**Task details**
The first line of the data below and every line after it, through the one with "PR #398, opened 2018-09-10", must be transcribed without change.
───── Records for the exercise
PR #393, opened 2018-09-07
Add HTTP Status Code constants

abh1kg:
- Migrate hardcoded numerals for status codes to constants from NPM library

### DIFF
--- a/package.json
+++ b/package.json
@@ -32,7 +32,10 @@
     "service-fabrik"
   ],
   "dependencies": {
+    "@google-cloud/compute": "0.9.1",
+    "@google-cloud/storage": "1.6.0",
     "agenda": "0.9.0",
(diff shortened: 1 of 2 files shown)


package.json
```diff
@@ -45,11 +48,12 @@
     "express-interceptor": "1.2.0",
     "express-jwt": "5.0.0",
     "express-session": "1.13.0",
+    "http-status-codes": "^1.3.0",
```
sauravmndl: Just for understanding ? What if we want to support exact version ?

abh1kg: We can use the actual version as well.. I used `npm install --save` which inherently uses the carat-based nearest version. Also, I think the cloud delivery principles would prefer this. Would check this and update the pull if required

PR #398, opened 2018-09-10
Fixing delete event logging for 410 Gone response

subhankarc:
* Asynchronous Delete response with 410 response were ignored and no event was logged for the same.
* Checking explicitly for event type as delete and statuscode as 410 and sending event info for the same.

### DIFF
--- a/api-controllers/ServiceBrokerApiController.js
+++ b/api-controllers/ServiceBrokerApiController.js
@@ -269,7 +269,7 @@ class ServiceBrokerApiController extends FabrikBaseController {
     }
 
     function notFound(err) {
-      if (!operation || (operation && operation.type === 'delete')) {
+      if (_.get(operation, 'type') === 'delete') {
         return gone();
       }
       failed(err);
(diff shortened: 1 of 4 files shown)


subhankarc:
@jagadish-kb Added the description. This PR is to handle the 410 scenario only.

https://github.com/cloudfoundry-incubator/service-fabrik-broker/pull/395 was created to solve the event logging issue for all the other async events.

api-controllers/ServiceBrokerApiController.js
```diff
@@ -265,11 +265,13 @@ class ServiceBrokerApiController extends FabrikBaseController {
     }
 
     function gone() {
-      res.status(CONST.HTTP_STATUS_CODE.GONE).send({});
+      res.status(CONST.HTTP_STATUS_CODE.GONE).send({
+        state: CONST.OPERATION.SUCCEEDED
```
amitmalav: According to [service broker api](https://github.com/openservicebrokerapi/servicebroker/blob/v2.12/spec.md#response-1), `GONE` should be sent with empty body. Any particular reason why we are sending body.

subhankarc: You are right. I missed this spec. Will change accordingly.

subhankarc:
@amitmalav @jagadish-kb Updated the PR based on comment from @amitmalav 

Please check.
──────────
**Final answer**
PR #393, opened 2018-09-07
Add HTTP Status Code constants

abh1kg:
- Migrate hardcoded numerals for status codes to constants from NPM library

### DIFF
--- a/package.json
+++ b/package.json
@@ -32,7 +32,10 @@
     "service-fabrik"
   ],
   "dependencies": {
+    "@google-cloud/compute": "0.9.1",
+    "@google-cloud/storage": "1.6.0",
     "agenda": "0.9.0",
(diff shortened: 1 of 2 files shown)


package.json
```diff
@@ -45,11 +48,12 @@
     "express-interceptor": "1.2.0",
     "express-jwt": "5.0.0",
     "express-session": "1.13.0",
+    "http-status-codes": "^1.3.0",
```
sauravmndl: Just for understanding ? What if we want to support exact version ?

abh1kg: We can use the actual version as well.. I used `npm install --save` which inherently uses the carat-based nearest version. Also, I think the cloud delivery principles would prefer this. Would check this and update the pull if required

PR #398, opened 2018-09-10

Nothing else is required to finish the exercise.